Collected data
----------------

PR #1970, opened 2026-07-13
Fix round-trip progress watchdog lifetime

### LINKED ISSUE #1963: P0 bug: Round-trip stress scenario crashes 'Progress watchdog already tracks an active scenario' — introduced by #1954, kills entire round-trip job
## What happened

Stress run [29220954180](https://github.com/thomhurst/Dekaf/actions/runs/29220954180) (main @ 888b4ef1): the **Producer → Consumer Round-Trip (Paired)** job failed ~40s after scenario start, before any measurement:

```
Error: System.InvalidOperationException: Progress watchdog already tracks an active scenario.
##[error]Process completed with exit code 1.
```

Deterministic, not flaky. Consequences:
- Zero round-trip data this run (`results-producer-roundtrip-1brokers` artifact is 203 bytes — empty envelope). The #1940 regression (round-trip 0.87x Confluent) is **unverifiable** post-fix.
- `Publish Stress Test Results to Documentation` and `Fail on Stress Regressions` were both **skipped**, so the 6 trend-gate breaches present in this run's JSON were never evaluated.

## Root cause

`ProducerRoundTripStressTest.cs` registers two overlapping watchdog registrations on the **same** `ProgressWatchdog`:

- Line ~86: `using var watchdog = options.ProgressWatchdog.Track(throughput, Client, Name, ...)` — produce phase, scoped to the whole method.
- Line ~146: `using var consumeWatchdog = options.ProgressWatchdog.Track(consumeProgress, Client, $"{Name}-consume", ...)` — consume phase, while the first registration is still alive.

`ProgressWatchdog.Track` throws when `_activeRun is not null` (`ProgressWatchdog.cs:156`). The second `Track` therefore always throws once the produce loop finishes.

Introduced by #1954 ("Restore round-trip batching and phase diagnostics"), which added the phase-separated consume watchdog (per #1946/#1948) without releasing the produce registration.

`SoakStressTest` already solves this correctly for its concurrent phases: it creates a second watchdog via `options.ProgressWatchdog.CreateSibling()` (`SoakStressTest.cs:119`).

## Fix

Either:
1. Scope the produce watchdog so it is disposed before the consume phase starts (phases are sequential — a nested `using` block around the produce loop + flush suffices), or
2. Use `CreateSibling()` for the consume-phase watchdog, matching `SoakStressTest`.

Option 1 is cleaner since the phases never overlap. Also applies to the Confluent round-trip path if it shares the structure (its single `Track` at line ~326 appears fine, but verify).

## Acceptance

- Round-trip stress job completes and reports phase-separated produce/consume rates.
- Add a unit test that runs a scenario with two sequential phase `Track` registrations against one watchdog to lock in the pattern.

thomhurst:
## Summary
- release the produce-phase progress watchdog before round-trip consumption starts
- cover sequential round-trip phase registrations on one watchdog

## Test plan
- [x] focused `ProgressWatchdogTests` (4/4)
- [x] full net10 unit suite (5,335/5,335)
- [x] real Testcontainers round-trip: 1,000 produced and consumed; all validation counters clean; phase rates reported

Closes #1963

### DIFF
--- a/tests/Dekaf.Tests.Unit/StressTests/ProgressWatchdogTests.cs
+++ b/tests/Dekaf.Tests.Unit/StressTests/ProgressWatchdogTests.cs
@@ -8,6 +8,30 @@ namespace Dekaf.Tests.Unit.StressTests;
 public sealed class ProgressWatchdogTests
 {
     [Test]
+    public void Track_SequentialRoundTripPhases_ReusesWatchdog()
+    {
+        var outputDirectory = CreateOutputDirectory();
+        try
+        {
+            var produceProgress = new ThroughputTracker();
+            var consumeProgress = new ThroughputTracker();
+            using var watchdog = new ProgressWatchdog(outputDirectory);
+
+            using (watchdog.Track(produceProgress, "Dekaf", "producer-roundtrip"))
+            {
+            }
+
+            using (watchdog.Track(consumeProgress, "Dekaf", "producer-roundtrip-consume"))
+            {
+            }
+        }
+        finally
+        {
+            Directory.Delete(outputDirectory, recursive: true);
+        }
+    }
+
+    [Test]
     public async Task Track_Stall_CapturesStacksAndProducerDiagnosticsThenExits()
     {
         var outputDirectory = CreateOutputDirectory();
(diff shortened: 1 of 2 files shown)


thomhurst:
Closing as a duplicate of #1969, which was opened first with the same fix and regression coverage.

----------------

*Exercise goal*. All lines above from the one with "## What happened" to the one with "- Zero round-trip", inclusive, should be copied exactly, and no other lines.

*Result below*.
## What happened

Stress run [29220954180](https://github.com/thomhurst/Dekaf/actions/runs/29220954180) (main @ 888b4ef1): the **Producer → Consumer Round-Trip (Paired)** job failed ~40s after scenario start, before any measurement:

```
Error: System.InvalidOperationException: Progress watchdog already tracks an active scenario.
##[error]Process completed with exit code 1.
```

Deterministic, not flaky. Consequences:
- Zero round-trip data this run (`results-producer-roundtrip-1brokers` artifact is 203 bytes — empty envelope). The #1940 regression (round-trip 0.87x Confluent) is **unverifiable** post-fix.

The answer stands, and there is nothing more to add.